URL Encoder
Encode strings into URL-safe format using encodeURIComponent.
Click a card to auto-fill the input
URL Encoding Reference
→%20Space,→%2CComma#→%23Hash&→%26Ampersand=→%3DEquals?→%3FQuestion mark/→%2FSlash:→%3AColon@→%40At sign+→%2BPlus%→%25Percent[→%5BLeft bracket]→%5DRight bracket{→%7BLeft brace}→%7DRight brace"→%22Double quoteWhat Is URL Encoding?
URL encoding (percent-encoding) replaces characters that are not allowed in URLs with %XX sequences, ensuring URLs are safely transmitted across the network without misinterpretation.
This tool uses the browser's native encodeURIComponent function, which encodes all non-alphanumeric characters except -_.!~*'(). It is ideal for encoding strings to be passed as URL query parameter values.
How to Use
- Paste the raw string you want to encode into the left input box
- Click "Encode" — the URL-safe encoded string appears on the right
- Click "Copy Output" to copy the encoded string to your clipboard
Production Scenarios
Encode user-supplied search keywords and filter values before appending them to a URL query string, preventing &, =, and spaces from breaking the parameter structure. Common in list-page filters and search-box navigation links.
In HMAC-SHA256 signing flows, encode parameter keys and values separately with encodeURIComponent before concatenating the signature base string. This prevents = and & inside parameter values from being confused with delimiters, which would cause signature mismatches.
The redirect_uri passed as an authorization request parameter must be encodeURIComponent-encoded before being appended to the full authorization URL. Without encoding, the ? and = inside the redirect URI will be parsed as top-level parameters by the authorization server, causing the callback to miss the authorization code.
Object keys in S3, GCS, or COS may contain Chinese characters, spaces, or special symbols. Encode each path segment individually — keep / separators intact, only encode file/directory names. Encoding slashes will turn the hierarchical key into a flat single-level path.
When interpolating user input into javascript: URLs or onclick attributes, apply URL encoding on top of HTML entity encoding. Double-encoding blocks common bypass techniques attackers use to inject malicious JavaScript through user-controlled URL fragments.
Deep Dive: Comparing Three Encoding Methods
JavaScript provides two URL-encoding functions, and together with HTML form encoding there are actually three encoding methods. encodeURI preserves URI structural characters (# / ? : @ & = + $ , ;) and is meant for encoding an entire URI. encodeURIComponent encodes all non-alphanumeric characters (only -_.!~*'() are left untouched) and is meant for encoding parameter keys and values. The key difference is how they handle &, =, and ? — if you need these characters to be treated as literal data rather than delimiters, you must use encodeURIComponent.
Form encoding (application/x-www-form-urlencoded) is the third and very common method: spaces become + instead of %20, and newlines become %0D%0A. Its behavior differs from both JavaScript functions. For example, the URLSearchParams API in fetch uses form-encoding rules. If your backend verifies signatures using form-encoding but the frontend uses encodeURIComponent, the signatures will never match.
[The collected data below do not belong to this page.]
PR #319, opened 2017-08-25
Configure warnings

### LINKED ISSUE #313: Add mechanism for configuring warning levels
Here are a few assertions that may or may not be reasonable:

- version mismatch warnings are **minor** and should be silenced by default
- tag conversion failure warnings and unsupported version warnings (introduced in #295) are **serious** and should be enabled by default
- it should be possible to enable version mismatch warnings ("strict" mode)
- it should be possible to suppress the serious warnings

I'm less confident about this one, but maybe it would be useful:
- it should be possible to treat warnings as errors

Here are some possible options for configuring warning behavior:
- module-level warning configuration function (e.g. `asdf.set_warning_level(...)`)
- new optional parameters to `asdf.AsdfFile()` and `asdf.open()`
- environment variables (in general I'm 👎  on this, but it could be useful for test environments)
- [INI-style](https://docs.python.org/3.4/library/configparser.html) configuration files (where would they go, though?)
- install-time configuration
- some combination of the above

At this moment I think I'm mostly in favor of a combination of a module-level configuration function along with optional parameters to the `AsdfFile` constructor and `asdf.open()`. The latter parameters would override any module-level configuration for that particular file.

drdavella:
This PR does two things:

1. It makes version mismatch warnings silent by default
2. It enables warnings for unrecognized tags to be silenced

@nden, this seems like the right way to handle the large number of version mismatch warnings in jwst in the long term. However, I think that unrecognized tag warnings should be enabled by default, and there are a few other more serious warnings which are still not possible to silence at all.

Also, while this resolves #313 for the most part, it does not add a module-level configuration mechanism. There are too many questions about precedence that make it a little too complicated to implement without sufficient motivation. Please let me know if you disagree.

### DIFF
--- a/CHANGES.rst
+++ b/CHANGES.rst
@@ -46,7 +46,10 @@
 - When possible, display name of ASDF file that caused version mismatch
   warning. [#306]
 
-- Issue a warning when an unrecognized tag is encountered. [#295]
+- Issue a warning when an unrecognized tag is encountered. [#295] This warning
+  is silenced by default, but can be enabled with a parameter to the
+  ``AsdfFile`` constructor, or to ``AsdfFile.open``. Also added an option for
+  ignoring warnings from unrecognized schema tags. [#319]
 
 - Fix bug with loading JSON schemas in Python 3.5. [#317]
 
--- a/asdf/asdf.py
+++ b/asdf/asdf.py
@@ -42,7 +42,8 @@ class AsdfFile(versioning.VersionedMixin):
     """
     The main class that represents a ASDF file.
     """
-    def __init__(self, tree=None, uri=None, extensions=None, version=None):
+    def __init__(self, tree=None, uri=None, extensions=None, version=None,
+        ignore_version_mismatch=True, ignore_unrecognized_tag=False):
         """
         Parameters
         ----------
@@ -65,7 +66,16 @@ class AsdfFile(versioning.VersionedMixin):
             The ASDF version to use when writing out.  If not
             provided, it will write out in the latest version
             supported by asdf.
+
+        ignore_version_mismatch : bool, optional
+            When `True`, do not raise warnings for mismatched schema versions.
+            Set to `True` by default.
+
+        ignore_unrecognized_tag : bool, optional
+            When `True`, do not raise warnings for unrecognized tags. Set to
+            `False` by default.
         """
+
         if extensions is None or extensions == []:
             self._extensions = extension._builtin_extension_list
         else:
@@ -76,6 +86,9 @@ class AsdfFile(versioning.VersionedMixin):
                     extensions = [extensions]
                 extensions.insert(0, extension.BuiltinExtension())
                 self._extensions = extension.AsdfExtensionList(extensions)
+
+        self._ignore_version_mismatch = ignore_version_mismatch
+        self._ignore_unrecognized_tag = ignore_unrecognized_tag
 
         self._fd = None
         self._external_asdf_by_uri = {}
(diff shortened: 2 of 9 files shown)


drdavella:
@nden, despite the appearance of the diff, this is a pretty small change. I'd like to merge it if you have no objections. It should not cause any more warnings to be produced by the JWST pipeline.

nden:
@drdavella This looks good to me. I have one suggestion. 
Would it be better to update *Type classes to include the `supported_versions` attribute you added in #284. I've added `supported_versions` to transform types and I don't see warnings any more. I think it's good to explicitly state which versions are supported and then warnings will be issued for those that are not.

If so, the default of `ignore_version_mismatch` can be set to `False` and let application choose how to deal with warnings. The reasoning is that sometimes the warning may point to a real problem.

If you agree, just set the default of  `ignore_version_mismatch` to False in this PR. Since I've added `supported_versions` to experiment I can make a PR for that.

drdavella:
@nden I've been trying to clarify my thoughts on this issue. I think I need to add some documentation that describes these changes and the philosophy behind them. In the meantime, here are my current thoughts (which maybe can eventually be converted into documentation in some form):

There are really two different stages at which warnings can occur:
- schema validation, and
- tag conversion

Also, tag classes now have two different attributes related to versioning:
- `version`, and
- `supported_versions`

There are also now two levels of warning control:
- `ignore_version_mismatch` which is set to `True` by default, and
- `ignore_unrecognized_tag`, which is set to `False` by default

The `version` attribute of a tag class describes the current (i.e. latest) version of that tag. It should correspond to the version of the latest available schema for that tag. For example, if we have a schema that defines `foo-3.2.0`, then the `version` attribute of the `FooType` class will be `"3.2.0"`.

During schema validation, we detect mismatched tag versions. For example, if I read an ASDF file that references `foo-3.0.0` or `foo-3.3.0` but the latest schema is `foo-3.2.0`, then a version mismatch warning will occur. This has nothing to do with the tag conversion stage: this is strictly a statement about schema validation. This kind of warning is now controlled by `ignore_version_mismatch`, and it is currently ignored by default since it does not indicate a serious problem.

The `supported_versions` attribute is used to describe the versions of a tag that can successfully be translated by a particular tag class. By default, it is assumed that _all_ versions of a particular tag can be converted by the corresponding tag class. However, this is not always true. For example, if `foo-3.0.0` introduced backwards-incompatible changes, our tag class may only be able to convert version 3.0.0 and later. We can declare this by setting `supported_versions=AsdfSpec('>=3.0.0')`.

During tag conversion, we determine whether a particular schema can successfully converted to a custom Python data structure by a particular tag implementation. Continuing with the example above, if we encounter `foo-3.0.0`, our `supported_versions` attribute tells us we can successfully convert it, so there is no warning, even though the latest version we know of is `foo-3.2.0`. However, if we encounter `foo-2.7.1`, we **can't** convert it, so there will be a warning. This warning **can't** be ignored at all.

The `ignore_unrecognized_tag` option controls warnings that occur when no corresponding tag class can be found for a particular tag. For example, if I read an ASDF file that makes reference to `baz-1.2.0`, but I don't have a `BazType` class, then this warning will occur. These warnings are **not** suppressed by default.

**TL;DR**: It is useful and a good idea to explicitly define `supported_versions` for tag classes (including transform types), but it is not strictly necessary in most cases. However, since `supported_versions` has no bearing on schema mismatch warnings, and since these warnings indicate a relatively minor issue, it seems reasonable to ignore them by default.

drdavella:
@nden reported that the use of `supported_versions` affected the behavior of YAML validation warnings, which is not what I intended. This has now been fixed and I believe that it is ready to be merged as soon as the tests pass.

nden:
OK, so really the version_mismatch warning is of no interest to end users. I think this can merged. I'll open a separate issue about `supported_versions` as I see some potential issues.

drdavella:
I'm not sure it will never be of use to end users, but I think the warnings are of a sufficiently minor nature that they should be have to be explicitly enabled (maybe think of it like `-Wall` for a C compiler).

Double encoding is a frequent source of production incidents. The classic scenario: the frontend encodes with encodeURIComponent, the API receives it, Express or Spring MVC middleware auto-decodes query parameters once, the backend developer manually re-encodes in application code, and the final value stored in the database is double-encoded. The fix is a team-wide agreement on the encoding boundary: either "frontend encodes, backend does not decode," or "backend decodes, frontend does not encode" — never both.
Common Mistakes
- Applying encodeURIComponent to a full URL — the :// in the scheme becomes %3A%2F%2F, preventing the browser from navigating to it. The fix: encode only parameter values, or split the URL first and handle each segment separately.
- Repeated encoding across multiple network layers — when a URL passes through Nginx proxy_pass forwarding without proper rewrite or proxy_set_header configuration, the backend may receive a partially decoded or re-encoded URI. How to detect it: if your output contains %25 (the percent sign itself encoded), you have double encoding.
- Confusing path-segment encoding rules with query encoding rules — in a path segment, / is a legal delimiter and should not be encoded, but ?, #, and spaces must be. In a query parameter value, if = and & are part of the value (not delimiters), they must be encoded.
- Forgetting to encode non-ASCII characters — passing Chinese text directly in a URL query string (e.g. ?name=张三) may render correctly in the browser address bar, but intermediate proxies, Nginx access logs, and scrapers may truncate or garble the value.